■ **MATERIAL FOR THE TASK**
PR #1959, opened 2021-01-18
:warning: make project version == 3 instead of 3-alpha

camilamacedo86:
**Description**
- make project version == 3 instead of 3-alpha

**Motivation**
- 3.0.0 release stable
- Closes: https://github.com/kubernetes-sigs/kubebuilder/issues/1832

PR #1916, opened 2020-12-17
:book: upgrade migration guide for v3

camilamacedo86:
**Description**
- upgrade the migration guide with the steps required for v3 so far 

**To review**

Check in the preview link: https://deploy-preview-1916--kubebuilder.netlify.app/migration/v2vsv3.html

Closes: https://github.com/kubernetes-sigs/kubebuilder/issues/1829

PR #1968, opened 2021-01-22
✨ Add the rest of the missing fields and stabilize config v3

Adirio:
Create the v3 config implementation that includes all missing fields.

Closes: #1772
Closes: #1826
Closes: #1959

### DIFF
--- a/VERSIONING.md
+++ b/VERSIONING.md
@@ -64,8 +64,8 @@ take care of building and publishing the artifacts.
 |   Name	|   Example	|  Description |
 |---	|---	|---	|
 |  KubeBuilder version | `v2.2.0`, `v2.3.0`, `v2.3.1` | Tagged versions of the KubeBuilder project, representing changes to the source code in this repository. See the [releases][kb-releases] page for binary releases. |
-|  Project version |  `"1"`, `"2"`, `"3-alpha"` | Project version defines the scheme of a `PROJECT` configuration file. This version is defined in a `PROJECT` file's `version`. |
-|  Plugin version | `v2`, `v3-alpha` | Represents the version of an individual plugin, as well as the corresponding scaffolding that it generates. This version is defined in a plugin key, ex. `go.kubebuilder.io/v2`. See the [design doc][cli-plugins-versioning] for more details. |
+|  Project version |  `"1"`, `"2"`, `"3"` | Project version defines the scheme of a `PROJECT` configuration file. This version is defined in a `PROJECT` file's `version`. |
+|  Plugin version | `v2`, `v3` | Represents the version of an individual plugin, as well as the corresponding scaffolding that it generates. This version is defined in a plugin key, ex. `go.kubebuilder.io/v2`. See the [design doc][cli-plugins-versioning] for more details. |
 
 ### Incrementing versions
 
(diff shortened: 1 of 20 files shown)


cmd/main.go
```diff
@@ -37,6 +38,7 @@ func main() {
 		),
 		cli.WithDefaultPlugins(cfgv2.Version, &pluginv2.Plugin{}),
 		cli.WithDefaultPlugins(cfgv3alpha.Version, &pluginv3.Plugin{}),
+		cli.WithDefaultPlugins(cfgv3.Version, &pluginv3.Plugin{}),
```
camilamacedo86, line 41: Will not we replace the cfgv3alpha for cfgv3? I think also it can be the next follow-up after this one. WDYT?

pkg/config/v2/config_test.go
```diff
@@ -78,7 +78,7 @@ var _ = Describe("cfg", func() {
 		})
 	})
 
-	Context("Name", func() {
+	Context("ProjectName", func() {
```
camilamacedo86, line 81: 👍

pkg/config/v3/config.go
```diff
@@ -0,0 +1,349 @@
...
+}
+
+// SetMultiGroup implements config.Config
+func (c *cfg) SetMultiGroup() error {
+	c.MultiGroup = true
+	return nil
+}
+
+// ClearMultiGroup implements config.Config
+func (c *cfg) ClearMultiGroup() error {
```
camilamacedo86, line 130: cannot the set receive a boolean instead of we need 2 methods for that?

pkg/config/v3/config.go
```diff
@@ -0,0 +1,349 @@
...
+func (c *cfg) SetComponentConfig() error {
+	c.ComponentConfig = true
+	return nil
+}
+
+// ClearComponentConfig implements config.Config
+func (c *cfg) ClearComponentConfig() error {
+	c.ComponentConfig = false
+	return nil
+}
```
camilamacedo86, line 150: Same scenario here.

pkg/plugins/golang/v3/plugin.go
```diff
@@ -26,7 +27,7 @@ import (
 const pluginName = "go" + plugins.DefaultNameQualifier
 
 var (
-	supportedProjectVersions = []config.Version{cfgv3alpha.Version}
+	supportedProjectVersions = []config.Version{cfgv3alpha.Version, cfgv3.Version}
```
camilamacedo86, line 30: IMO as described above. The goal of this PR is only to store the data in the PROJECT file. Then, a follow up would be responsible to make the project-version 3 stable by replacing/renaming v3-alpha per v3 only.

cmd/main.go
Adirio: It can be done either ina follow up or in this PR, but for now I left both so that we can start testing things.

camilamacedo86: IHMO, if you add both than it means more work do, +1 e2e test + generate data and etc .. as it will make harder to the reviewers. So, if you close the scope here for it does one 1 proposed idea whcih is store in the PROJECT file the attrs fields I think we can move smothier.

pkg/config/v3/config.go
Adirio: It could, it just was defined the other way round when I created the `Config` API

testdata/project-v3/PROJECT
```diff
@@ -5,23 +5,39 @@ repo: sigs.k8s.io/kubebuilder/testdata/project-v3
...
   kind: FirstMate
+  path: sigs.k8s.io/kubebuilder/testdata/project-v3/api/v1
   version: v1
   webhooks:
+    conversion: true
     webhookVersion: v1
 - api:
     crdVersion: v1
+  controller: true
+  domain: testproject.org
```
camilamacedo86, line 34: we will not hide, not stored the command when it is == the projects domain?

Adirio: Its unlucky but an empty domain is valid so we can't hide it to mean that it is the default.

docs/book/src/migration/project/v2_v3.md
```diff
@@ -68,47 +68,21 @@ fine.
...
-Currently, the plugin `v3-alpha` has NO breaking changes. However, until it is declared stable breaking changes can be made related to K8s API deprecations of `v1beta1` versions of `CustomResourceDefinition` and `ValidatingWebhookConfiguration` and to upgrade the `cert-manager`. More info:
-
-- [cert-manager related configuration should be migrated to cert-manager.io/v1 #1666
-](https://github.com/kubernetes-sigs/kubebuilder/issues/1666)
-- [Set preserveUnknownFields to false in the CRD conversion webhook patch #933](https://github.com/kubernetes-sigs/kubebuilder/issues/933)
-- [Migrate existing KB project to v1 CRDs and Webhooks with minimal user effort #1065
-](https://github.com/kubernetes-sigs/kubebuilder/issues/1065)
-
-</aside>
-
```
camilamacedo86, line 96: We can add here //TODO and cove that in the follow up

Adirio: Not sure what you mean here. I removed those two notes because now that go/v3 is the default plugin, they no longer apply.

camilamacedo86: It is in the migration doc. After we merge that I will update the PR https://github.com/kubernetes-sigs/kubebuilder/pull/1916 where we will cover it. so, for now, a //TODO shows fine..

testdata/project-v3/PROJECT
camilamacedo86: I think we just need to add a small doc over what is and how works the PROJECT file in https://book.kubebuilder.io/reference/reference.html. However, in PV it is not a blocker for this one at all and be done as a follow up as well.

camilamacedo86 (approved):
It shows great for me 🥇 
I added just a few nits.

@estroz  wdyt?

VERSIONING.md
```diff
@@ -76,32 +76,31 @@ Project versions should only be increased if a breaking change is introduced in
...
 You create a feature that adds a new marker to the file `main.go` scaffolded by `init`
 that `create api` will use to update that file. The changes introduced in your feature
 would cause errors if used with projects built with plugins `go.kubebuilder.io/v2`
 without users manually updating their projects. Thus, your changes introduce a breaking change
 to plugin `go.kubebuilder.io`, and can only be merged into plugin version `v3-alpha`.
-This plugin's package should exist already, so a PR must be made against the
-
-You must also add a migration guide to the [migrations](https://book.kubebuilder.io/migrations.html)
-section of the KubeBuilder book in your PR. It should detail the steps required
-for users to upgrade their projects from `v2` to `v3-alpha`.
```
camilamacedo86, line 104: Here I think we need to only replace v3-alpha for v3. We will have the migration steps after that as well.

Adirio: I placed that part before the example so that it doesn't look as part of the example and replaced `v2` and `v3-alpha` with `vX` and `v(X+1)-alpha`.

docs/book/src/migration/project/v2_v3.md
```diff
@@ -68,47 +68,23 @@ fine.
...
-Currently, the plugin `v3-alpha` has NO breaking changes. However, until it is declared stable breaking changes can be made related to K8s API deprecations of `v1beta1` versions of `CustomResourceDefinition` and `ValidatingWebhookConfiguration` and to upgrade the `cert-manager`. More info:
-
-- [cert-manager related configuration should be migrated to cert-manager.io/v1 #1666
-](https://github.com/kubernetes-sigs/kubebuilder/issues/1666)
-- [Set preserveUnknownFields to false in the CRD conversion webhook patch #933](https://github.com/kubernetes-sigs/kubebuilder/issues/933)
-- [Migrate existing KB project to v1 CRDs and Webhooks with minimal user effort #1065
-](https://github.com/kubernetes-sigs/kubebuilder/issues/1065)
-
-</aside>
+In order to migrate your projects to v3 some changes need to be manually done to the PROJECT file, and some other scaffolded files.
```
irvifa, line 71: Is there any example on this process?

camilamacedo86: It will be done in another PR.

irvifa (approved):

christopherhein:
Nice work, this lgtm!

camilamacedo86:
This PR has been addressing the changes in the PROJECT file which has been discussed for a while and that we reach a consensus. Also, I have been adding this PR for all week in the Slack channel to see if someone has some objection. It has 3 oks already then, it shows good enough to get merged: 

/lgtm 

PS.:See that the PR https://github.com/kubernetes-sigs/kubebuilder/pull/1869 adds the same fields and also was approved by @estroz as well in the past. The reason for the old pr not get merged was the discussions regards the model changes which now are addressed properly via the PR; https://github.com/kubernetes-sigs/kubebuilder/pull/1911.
--
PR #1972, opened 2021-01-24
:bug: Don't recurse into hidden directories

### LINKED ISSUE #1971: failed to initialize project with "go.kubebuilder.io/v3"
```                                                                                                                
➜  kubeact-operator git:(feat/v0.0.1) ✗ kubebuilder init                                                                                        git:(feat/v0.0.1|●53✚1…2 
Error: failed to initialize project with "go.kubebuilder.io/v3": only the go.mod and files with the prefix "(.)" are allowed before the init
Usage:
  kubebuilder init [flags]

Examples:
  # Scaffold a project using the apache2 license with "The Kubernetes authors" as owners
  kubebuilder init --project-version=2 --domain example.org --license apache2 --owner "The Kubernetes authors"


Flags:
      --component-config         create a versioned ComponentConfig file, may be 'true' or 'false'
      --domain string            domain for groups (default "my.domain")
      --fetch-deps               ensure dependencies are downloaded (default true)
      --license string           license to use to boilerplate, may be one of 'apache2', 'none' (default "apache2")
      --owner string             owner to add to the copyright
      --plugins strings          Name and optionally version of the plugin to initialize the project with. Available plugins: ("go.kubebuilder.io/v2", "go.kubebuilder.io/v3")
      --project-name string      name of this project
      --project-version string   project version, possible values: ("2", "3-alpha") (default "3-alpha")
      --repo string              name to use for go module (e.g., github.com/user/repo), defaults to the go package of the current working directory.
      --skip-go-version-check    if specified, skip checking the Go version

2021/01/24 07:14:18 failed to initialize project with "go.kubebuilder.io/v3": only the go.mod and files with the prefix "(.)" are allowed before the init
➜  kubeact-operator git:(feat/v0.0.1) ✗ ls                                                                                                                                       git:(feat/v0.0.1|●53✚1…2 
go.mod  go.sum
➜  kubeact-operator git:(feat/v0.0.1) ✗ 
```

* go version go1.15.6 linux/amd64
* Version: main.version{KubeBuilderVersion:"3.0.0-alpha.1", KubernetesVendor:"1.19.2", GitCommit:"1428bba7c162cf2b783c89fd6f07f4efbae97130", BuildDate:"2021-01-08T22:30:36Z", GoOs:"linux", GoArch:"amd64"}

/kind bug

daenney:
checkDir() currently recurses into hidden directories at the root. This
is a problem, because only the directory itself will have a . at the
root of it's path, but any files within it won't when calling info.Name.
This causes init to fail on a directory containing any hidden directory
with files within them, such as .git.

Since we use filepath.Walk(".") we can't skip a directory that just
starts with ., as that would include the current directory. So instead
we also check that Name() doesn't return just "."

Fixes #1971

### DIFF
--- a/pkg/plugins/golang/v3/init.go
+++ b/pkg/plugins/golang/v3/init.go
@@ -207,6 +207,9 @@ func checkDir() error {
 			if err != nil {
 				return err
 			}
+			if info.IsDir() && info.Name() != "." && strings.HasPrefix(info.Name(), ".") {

■ **ASSIGNED TASK**
Show each line in the listing above that has "root".

■ **TASK RESULT**
checkDir() currently recurses into hidden directories at the root. This
root of it's path, but any files within it won't when calling info.Name.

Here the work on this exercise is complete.